(Saved entries)

Issue #597, opened 2025-07-22
Standardize JSON Output Format for conf ls Command


Userfrom1995:
# Summary
- conf ls --format json returns inconsistent JSON structure compared to other CLI commands
- Server already sends standard format, but client strips it using special processing
- Fix: Use standard process_result() instead of process_ls_result()
- Remove unused functions: process_ls_result() and get_conf_path_result()

PR #598, opened 2025-07-22
[#597] Standardize JSON Output Format for conf ls Command

Userfrom1995:


jesperpedersen:
@fluca1978 Can you take this one ?

jesperpedersen:
@Userfrom1995 Looks like this is porting material for pgmoneta and pgexporter as well

fluca1978 (approved):
Approved

fluca1978:
What's the problem with FreeBSD CI? Then we can merge.

Userfrom1995:
> What's the problem with FreeBSD CI? Then we can merge.

This issue keeps happening from time to time.  
See a similar case here: https://github.com/vmactions/freebsd-vm/issues/91
I’ll look into it and start with some basic checks — for example, upgrading the FreeBSD version or adjusting parameters like RAM. If that doesn’t help, I’ll search for other solutions. And if none of these approaches work, we may eventually need to consider an alternative way to run FreeBSD CI.

jesperpedersen:
Rebased, and merged.

jesperpedersen:
@Userfrom1995 @fluca1978 The FreeBSD CI issue is separate from this, so we can look at it in another PR

PR #610, opened 2025-08-03
[#607] Add pgagroal-vault and pgagroal_vault.conf man page generation

Userfrom1995:


jesperpedersen:
@Userfrom1995 You need to update the pgagroal.spec file too -- search for existing documentation

Userfrom1995:
> @Userfrom1995 You need to update the pgagroal.spec file too -- search for existing documentation

I checked the spec file, and it already includes the vault man pages:
https://github.com/agroal/pgagroal/blob/8b3d176b1c883b635d2ff7bfa556c93af2beeb74/pgagroal.spec#L79

While building on my Fedora system, I found a couple of issues in the spec file. I’ll open a separate PR to address those.

Regarding the vault man pages specifically, I don’t think any updates are required. However, I may be missing something — please correct me if I’m wrong.

jesperpedersen:
Merged.

Issue #621, opened 2025-08-12
Fix TLS


Userfrom1995:
https://github.com/agroal/pgagroal/discussions/560

PR #622, opened 2025-08-12
[#621] Fix TLS

Userfrom1995:
The issue turned out to be that we were using the wrong SSL context and file descriptors in the send and receive functions. Both functions were hard-coded to always use the server’s SSL context and file descriptor. When these functions were called from the client side, they still attempted to use the server’s context and descriptor, which caused the problem.


jesperpedersen:
Merged.

Issue #633, opened 2025-09-08
Core API test cases


Userfrom1995:

jesperpedersen:
This is just about the test infrastructure and any bug fixes that are found

Userfrom1995:
Addressed in: https://github.com/agroal/pgagroal/issues/636

PR #634, opened 2025-09-08
[#633] Core API test cases

Userfrom1995:


jesperpedersen:
We don't need the core API tests here only the fixes; the core API live in pgmoneta

Userfrom1995:
> We don't need the core API tests here only the fixes; the core API live in pgmoneta

Understood. I’ll remove the core API test part and keep only the fixes. I’ll also update the PR title and issue to reflect “core API bug fixes".

Userfrom1995:
@jesperpedersen I’m closing this one, along with the related issue, since @Jubilee101 has already addressed it in this commit: https://github.com/agroal/pgagroal/commit/1b4e42a38590c08c778d55ce020dcca80d7253d0

PR #921, opened 2026-05-26
[#891] add flush timeout to shutdown and flush commands

### LINKED ISSUE #891: Introduce flush_timeout opt-config
**Is your feature request related to a problem? Please describe.**
 Introduce `flush_timeout` - the maximum time the server waits for an active client to finish before forcing a pause.

We could reuse `flush_timeout` for all commands to prevent hanging on long-running queries, e.g. ( `pgagroal-cli shutdown gracefully`, `pgagroal-cli reload`)

AbduAllahhany:
Resolves #891 

## Summary

Adds a new `flush_timeout` configuration option and two new CLI commands:

- `flush --timeout [Duration] [database]`
- `shutdown --timeout [Duration]`

These option performs graceful operations bounded by a timeout.

If the timeout expires:

- bounded flush escalates remaining graceful connections to `FLUSH_ALL`
- bounded shutdown escalates to immediate shutdown

`Duration` provided on the CLI overrides the configured `flush_timeout`.
If omitted, pgagroal uses the configured value.
If `flush_timeout = 0`, the operation remains unbounded.

Introduce oneshot timer in `ev.c`  adding repeat_ms to `struct periodic_watcher`


doc/manual/en/04-configuration.md
```diff
@@ -46,6 +46,7 @@ The available keys and their accepted values are reported in the table below.
...
 | rotate_frontend_password_length | 8 | Int | No | The length of the randomized frontend password |
 | max_connection_age | 0 | String | No | The maximum amount of time that a connection will live. If this value is specified without units, it is taken as seconds. It supports the following units as suffixes: 'S' for seconds (default), 'M' for minutes, 'H' for hours, 'D' for days, and 'W' for weeks. (disable = 0) |
+| flush_timeout | 0 | String | No | Default upper bound applied to `pgagroal-cli flush timeout` and `pgagroal-cli shutdown timeout` when the CLI does not pass an explicit number of seconds. If this value is specified without units, it is taken as seconds. It supports the following units as suffixes: 'S' for seconds (default), 'M' for minutes, 'H' for hours, 'D' for days, and 'W' for weeks. When the timer expires, `flush timeout` escalates to `flush all` for the targeted database, and `shutdown timeout` forces an immediate shutdown. (disable = 0; the bounded commands then run unbounded unless an explicit value is passed on the CLI) |
```
fluca1978: specify first the unit (seconds) and then when it is used

doc/manual/en/14-cli-tools.md
```diff
@@ -46,23 +46,33 @@ The `flush` command performs a connection flushing.
 It accepts a *mode* to operate the actual flushing:
 - `gracefully` (the default if not specified), flush connections when possible;
 - `idle` to flush only connections in state *idle*;
-- `all` to flush all the connections (**use with caution!**).
+- `all` to flush all the connections (**use with caution!**);
+- `timeout` performs a graceful flush bounded by a deadline; once the deadline expires, any connections still marked for flush are forcibly terminated (equivalent to `flush all` for the targeted database).
```
fluca1978: shouldn't be a `gracefully --timeout` then? Can we apply to all the other flushing methods then?

src/include/configuration.h
```diff
@@ -143,6 +144,7 @@ extern "C" {
 #define CONFIGURATION_DEFAULT_LOG_PATH        "/tmp/pgagroal.log"
 #define CONFIGURATION_DEFAULT_MAX_CONNECTIONS "100"
 #define CONFIGURATION_DEFAULT_IDLE_TIMEOUT    "600"
+#define CONFIGURATION_DEFAULT_FLUSH_TIMEOUT   "0"
```
fluca1978: default is disabled? I think we should set to `60` or so.

src/include/management.h
```diff
@@ -235,7 +237,7 @@ pgagroal_management_create_outcome_failure(struct json* json, int32_t error, str
  * @return 0 upon success, otherwise 1
  */
 int
-pgagroal_management_request_flush(SSL* ssl, int socket, int32_t mode, char* database, uint8_t compression, uint8_t encryption, int32_t output_format);
+pgagroal_management_request_flush(SSL* ssl, int socket, int32_t mode, char* database, int32_t timeout, uint8_t compression, uint8_t encryption, int32_t output_format);
```
fluca1978: should be `uint_8` instead of `int32`? Is `PGAGROAL_TIME_SEC` returning a `int32`?

fluca1978 (changes requested):
Is it worth changing `timeout` from a command to an argument as `flush all --timeout`?

AbduAllahhany:
@fluca1978 
I change it to be `gracefully --timeout` and the commands will be 
- flush gracefully [Duration] [database]
- shutdown gracefully [Duration]

There is two oneshot timers one for shutdown and one for flush db that scan all dbs and check if it should be flushed if its time expires 

I changed `ev.c` so that I introduced oneshot timer for the opeartion  and add guard to  eparate a cancel request CQE from the original request’s terminal CQE by tagging the cancel SQE with NULL user_data, so the handler routes it through the null-watcher path.
This prevents double-handling and lets the real cancelled request finish cleanly with res == -ECANCELED, which is treated as a normal cancellation, so we can memset the watcher safely.
Should we do this in sepereate pr ? 

For `timeout_ms` it is int so the max will be 24 days is that acceptable or we should change `static int (*periodic_init)(struct periodic_watcher*, int, int);` in `ev.c` .

Is there any changes I should do ?

fluca1978:
Looks good, please see CI errors.
I need a few days to better review this.

jesperpedersen:
@fluca1978 Yes, the direction is good

fluca1978:
merged, thanks @AbduAllahhany

PR #922, opened 2026-05-26
[#813] Replace fixed 500ms pool-acquisition retry with bounded exponential back-off

### LINKED ISSUE #813: Revisit hardcoded 500ms retry delay in pool acquisition under blocking_timeout

fheikens:
When `blocking_timeout` is set and the pool is saturated, `pgagroal_get_connection()` retried with a fixed 500ms sleep (`pool.c` `retry2`). Under brief saturation a connection freed shortly after a sleep began was not detected until the full 500ms elapsed — a median unnecessary wait of ~250ms.

## Change

Replace the fixed sleep with bounded exponential back-off: 1ms initial, doubling each retry, capped by a new `connection_retry_delay` setting (default 250ms), still bounded by `blocking_timeout`. The doubling/clamp is factored into a pure `pgagroal_pool_next_retry_delay()` helper.

A simulation posted on the issue showed the 1ms→250ms back-off gives ~38x lower overshoot than the fixed 500ms under brief saturation, for only ~2.7x more retries under sustained saturation.

## Config

`connection_retry_delay` (milliseconds, default 250) — the back-off cap. Range-validated to 1–999ms (the `SLEEP` macro is sub-second only; `nanosleep` rejects `tv_nsec >= 1e9`); out-of-range values clamp with a warning. Reloadable. Documented in `CONFIGURATION.md`, the manual, and the man page.

## Tests

New MCTF unit tests in `test/testcases/test_pool_backoff.c` (pure, no PostgreSQL harness):
- `test_backoff_sequence` — sequence is 1,2,4,…,250,250 ms
- `test_backoff_cap_clamped` — cap clamps to [1,999]ms
- `test_connection_retry_delay_validation` — valid / clamp-low / clamp-high / reject

## Scope

Per the discussion on #813, two directions are deliberately deferred to follow-ups: cross-process callback/wakeup signalling (needs a shmem futex/semaphore between the returning worker and the waiter) and per-pipeline default delays.

close #813


src/include/pgagroal.h
```diff
@@ -715,6 +718,7 @@ struct main_configuration
    bool allow_unknown_users;         /**< Allow unknown users */
 
    pgagroal_time_t blocking_timeout;                 /**< The duration of blocking timeout (Default seconds) */
+   int connection_retry_delay;                       /**< Back-off cap (milliseconds) on the blocking acquisition retry path */
```
fluca1978: uint?

src/libpgagroal/pool.c
```diff
@@ -452,6 +457,42 @@ pgagroal_get_connection(char* username, char* database, bool reuse, bool transac
...
+
+   cap_ns = (long)cap_ms * 1000000L;
+
+   if (current_ns <= 0)
+   {
+      next = 1000000L; /* 1ms seed */
+   }
+   else
+   {
+      next = current_ns * 2;
```
fluca1978, line 486: this is not "exponential" per se, only if I start with `1` or a `2`-based value. So we should document that the capability is doubled at each round.

doc/man/pgagroal.conf.5.rst
```diff
@@ -96,6 +96,11 @@ blocking_timeout
   'H' for hours, 'D' for days, and 'W' for weeks.
   (disable = 0) Default is 30
 
+connection_retry_delay
+  When ``blocking_timeout`` is set, the cap (in milliseconds) for the exponential back-off between
```
fluca1978: it is not really exponential, see comment below. We should document better, maybe with an example in here.
In any case, it is doubled, right?

fluca1978 (changes requested):
Great, minor changes required.

src/libpgagroal/pool.c
fheikens: Done — reworded the inline comment to describe the delay as doubling each retry (1ms, 2ms, 4ms, ...) and dropped "exponential".

doc/man/pgagroal.conf.5.rst
fheikens: Done. The man page now describes the doubling and gives the worked sequence under the default 250ms cap: 1, 2, 4, 8, 16, 32, 64, 128, 250, 250, ... ms. Yes — it doubles each round from a 1ms seed up to the cap, then holds at the cap. Applied the same wording to CONFIGURATION.md and the manual so the three stay in sync.

src/include/pgagroal.h
fheikens: The value is validated and clamped to [1, 999] ms, so it is never negative at runtime. I kept the field as `int` to match every other field in `main_configuration` and the `to_int()` (de)serialization helper, which is `int`-typed — making just this one `unsigned int` would be inconsistent and would need a cast on the serialization path. Happy to switch it if you would prefer unsigned here; just say the word.

fheikens: Done — switched `connection_retry_delay` to `unsigned int` (commit e136be3). Builds clean under `-Werror`; the value is validated to [1, 999] so behaviour is unchanged.

fheikens:
All three review points are addressed:

- `connection_retry_delay` is now `unsigned int` (e136be3).
- The back-off is documented as *doubling each retry* (1, 2, 4, 8, … ms up to the cap, then held), with the worked sequence under the default 250 ms cap — wording kept in sync across the inline comment, `pgagroal.conf.5.rst`, `CONFIGURATION.md`, and the manual. Dropped the "exponential" framing.

CI is green across all platforms. Re-requesting review.

fluca1978:
@fheikens please squash, ready to merge.

fluca1978:
> @fheikens please squash, ready to merge.

@fheikens already merged, I got time to sqaush. Re-edited commit message, commit 2bb767b545904bafdbec656484bdfebd7af8d25d

PR #927, opened 2026-06-09
[#926] Size port buffer for 5-digit ports in pgagroal_connect

### LINKED ISSUE #926: pgagroal_connect: sport[5] too small — stack buffer overflow for 5-digit backend ports
### Summary

`pgagroal_connect()` formats the backend port into a 5-byte stack buffer that is one byte too small for 5-digit ports, so any backend (`[primary]`/server) listening on a port `>= 10000` overflows the buffer.

`src/libpgagroal/network.c`:

```c
char sport[5];
...
memset(&sport, 0, sizeof(sport));
sprintf(&sport[0], "%d", port);   // "54318" => 5 chars + NUL = 6 bytes into a 5-byte buffer
```

The maximum TCP port (65535) is 5 digits and needs 6 bytes including the NUL terminator. The sibling resolver in the same file already sizes this correctly:

```c
sport = calloc(1, 6);
sprintf(sport, "%d", port);
```

so this is an inconsistency rather than a design choice — line 253 simply predates (or missed) that sizing.

### Impact

- Any pgagroal instance whose server port is 5 digits (e.g. `54318`, `15432`, `25432`) writes one byte past `sport` on every `pgagroal_connect()`.
- On builds compiled with `_FORTIFY_SOURCE` (the default Debug build), `__sprintf_chk` detects the overflow and raises an abort. The event-loop signal handler intercepts that signal and runs the graceful-shutdown callback, so instead of crashing cleanly the worker re-enters the faulting `sprintf` and **spins at 100% CPU**; no backend connection is ever established.
- With the standard PostgreSQL port `5432` (4 digits) the buffer fits exactly, which is why CI and most deployments never hit it.

### Why CI does not catch it

The test suite runs PostgreSQL on port `5432` (4 digits, 5 bytes including NUL), so the buffer is never overflowed. Non-default high ports are common in real deployments but absent from CI.

### Reproduction

1. Run a PostgreSQL on a 5-digit port (e.g. `54318`).
2. Point `[primary]` at it and connect a single client through pgagroal.
3. On a Debug (`_FORTIFY_SOURCE`) build the worker spins at 100% CPU in `pgagroal_connect`; the client never receives a response.

### Fix

Size the buffer to hold the largest port plus the NUL terminator, matching the sibling function:

```c
char sport[6];
```

Found while reproducing #923 locally (the spin masked the actual pool behaviour until the buffer was sized correctly).

fheikens:
### What

`pgagroal_connect()` sized the backend port string as `char sport[5]`, one byte too small for a 5-digit port. `sprintf(sport, "%d", port)` writes six bytes (`"54318" + NUL`) for any port `>= 10000`, overflowing the stack buffer. Sized it to `char sport[6]`, matching the sibling resolver in the same file that already uses `calloc(1, 6)`.

Fixes #926.

### Why it matters

Any pgagroal pointing at a backend on a 5-digit port overflows on every connect. On `_FORTIFY_SOURCE` builds the abort is intercepted by the event-loop signal handler and the worker spins at 100% CPU instead of crashing, so no connection is established. The default port 5432 is four digits and fits, which is why CI (Postgres on 5432) never exercised it.

### Validation

- Before: a Debug build pointed at PostgreSQL 18 on port `54318` spins at 100% CPU in `pgagroal_connect` (confirmed by stack sample: `pgagroal_connect` -> `__sprintf_chk` -> `__chk_fail_overflow`); no client connection completes.
- After: the same client connects cleanly and the backend is established.
- `clang-format` clean; Debug build clean.

Note: `test/check.sh` runs its Postgres on a 4-digit port (`7432`), so the local suite does not exercise the 5-digit path; the fix was validated directly against a backend on a 5-digit port as above. CI runs the full suite on this PR.

### DIFF
--- a/src/libpgagroal/network.c
+++ b/src/libpgagroal/network.c
@@ -250,11 +250,11 @@ pgagroal_connect(const char* hostname, int port, int* fd, bool keep_alive, bool 
    int yes = 1;
    socklen_t optlen = sizeof(int);
    int rv;
-   char sport[5];
+   char sport[6];
    int error = 0;
 
    memset(&sport, 0, sizeof(sport));
-   sprintf(&sport[0], "%d", port);
+   pgagroal_snprintf(&sport[0], sizeof(sport), "%d", port);
 
    /* Connect to server */
    memset(&hints, 0, sizeof hints);


jesperpedersen:
We should use pgagroal_snprintf

fheikens:
Done in 9ebf253 — switched the port format to the bounded `pgagroal_snprintf(&sport[0], sizeof(sport), "%d", port)`, matching the other formatted writes in this file. The buffer stays at six bytes so the maximum port (65535) plus its NUL fits.

jesperpedersen:
@fheikens Did you check if `pgagroal_append_int` is enough ?

fheikens:
Yes, I checked it. `pgagroal_append_int` would work, but it heap-allocates via `pgagroal_append`, so `sport` becomes a `char*` that needs a NULL check (allocation failure) before `getaddrinfo` and a `free()` on every exit path of `pgagroal_connect`. Internally it also performs the same bounded `pgagroal_snprintf` into a stack buffer before copying to the heap, so on this path it is the current fix plus an allocation per connect.

Since the port is protocol-bounded (65535 plus NUL fits in six bytes), the allocation-free stack write seemed the better fit for the connection-establishment path. Happy to switch to the helper if you prefer it for consistency.

jesperpedersen:
@fluca1978 LGTM

jesperpedersen:
@fheikens This will need a cross-port

fluca1978:
merged, thanks @fheikens

PR #932, opened 2026-06-10
[#834] Read complete SCRAM messages before parsing

### LINKED ISSUE #834: Segmentation fault

fheikens:
## Problem

`pgagroal-cli` segfaults when a SCRAM message arrives split across network segments (#834). `read_message()` returns whatever a single `read()` yields, so the parser can see a partial `AuthenticationSASLContinue`; `sasl_continue->length - 9` then underflows (`size_t`) and the huge value reaches `get_scram_attribute()`, which crashes in `calloc()`/`memcpy()`. The same single-read assumption exists in every SCRAM exchange, and a message missing an expected attribute additionally leads to `strlen(NULL)`.

## Fix

Per the direction in the issue — keep loading until the message is complete, and bound-check before the offset arithmetic:

- New `pgagroal_read_complete_message()` in `message.c`: reads until the byte count declared in the message header (kind + int32 length) has arrived; a declared length below 4 bytes or beyond the parse buffer is rejected as an error.
- The SCRAM exchanges in `pgagroal_remote_management_scram_sha256()` (the reported path), `server_scram256()`, and the auth_query SCRAM flow now use it for the SASL continue/final reads.
- Every SCRAM parse site guards the message length before the `- 9` / `- 11` / `- 26` / `- 5` arithmetic and checks the extracted attributes for NULL, so a short or malformed message fails authentication cleanly instead of crashing. This includes the daemon-side parsing of client-supplied SCRAM messages.
- While there: `server_scram256()` did not check the read status before using the message, and the (currently unreferenced) `pgagroal_scram_client_authenticate()` ran its server-signature verification only when `pgagroal_extract_message()` failed — with a NULL `sasl_final`. Both aligned with the conventions used at the other sites.

## Tests

`test/testcases/test_message_complete.c` (MCTF, module `message_complete`) covers: a single-segment message, the #834 case of a message split across three segments with delays, a peer closing mid-message, and an invalid declared length. All four pass; the split-segment case fails without the new read behaviour.

`art` and `utf8` module failures observed locally are pre-existing on master (verified against a clean checkout) and unrelated.

close #834

### DIFF
--- a/src/include/message.h
+++ b/src/include/message.h
@@ -66,6 +66,21 @@ int
 pgagroal_read_block_message(SSL* ssl, int socket, struct message** msg);
 
 /**
+ * Read a complete typed message in blocking mode. The message must carry the
+ * standard header (1 byte kind + 4 byte length); the read continues until the
+ * number of bytes declared in the header has arrived, so a message split
+ * across multiple network segments is never returned partially. A message
+ * whose declared length is malformed (less than 4 bytes or larger than the
+ * parse buffer) is an error.
+ * @param ssl The SSL struct
+ * @param socket The socket descriptor
+ * @param msg The resulting message
+ * @return One of MESSAGE_STATUS_ZERO, MESSAGE_STATUS_OK or MESSAGE_STATUS_ERROR
+ */
+int
+pgagroal_read_complete_message(SSL* ssl, int socket, struct message** msg);
+
+/**
  * Read a message with a timeout
  * @param ssl The SSL struct
  * @param socket The socket descriptor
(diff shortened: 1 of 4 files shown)


fluca1978:
merged, thanks @fheikens

jesperpedersen:
@fheikens Did you figure out if you needed to cross-port ?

GOAL OF THE EXERCISE
Could you restate word for word the lines above from the one containing "### Reproduction" through the one containing "### Validation", both included, and nothing else?

ANSWER FOR THIS EXERCISE
### Reproduction

1. Run a PostgreSQL on a 5-digit port (e.g. `54318`).
2. Point `[primary]` at it and connect a single client through pgagroal.
3. On a Debug (`_FORTIFY_SOURCE`) build the worker spins at 100% CPU in `pgagroal_connect`; the client never receives a response.

### Fix

Size the buffer to hold the largest port plus the NUL terminator, matching the sibling function:

```c
char sport[6];
```

Found while reproducing #923 locally (the spin masked the actual pool behaviour until the buffer was sized correctly).

fheikens:
### What

`pgagroal_connect()` sized the backend port string as `char sport[5]`, one byte too small for a 5-digit port. `sprintf(sport, "%d", port)` writes six bytes (`"54318" + NUL`) for any port `>= 10000`, overflowing the stack buffer. Sized it to `char sport[6]`, matching the sibling resolver in the same file that already uses `calloc(1, 6)`.

Fixes #926.

### Why it matters

Any pgagroal pointing at a backend on a 5-digit port overflows on every connect. On `_FORTIFY_SOURCE` builds the abort is intercepted by the event-loop signal handler and the worker spins at 100% CPU instead of crashing, so no connection is established. The default port 5432 is four digits and fits, which is why CI (Postgres on 5432) never exercised it.

### Validation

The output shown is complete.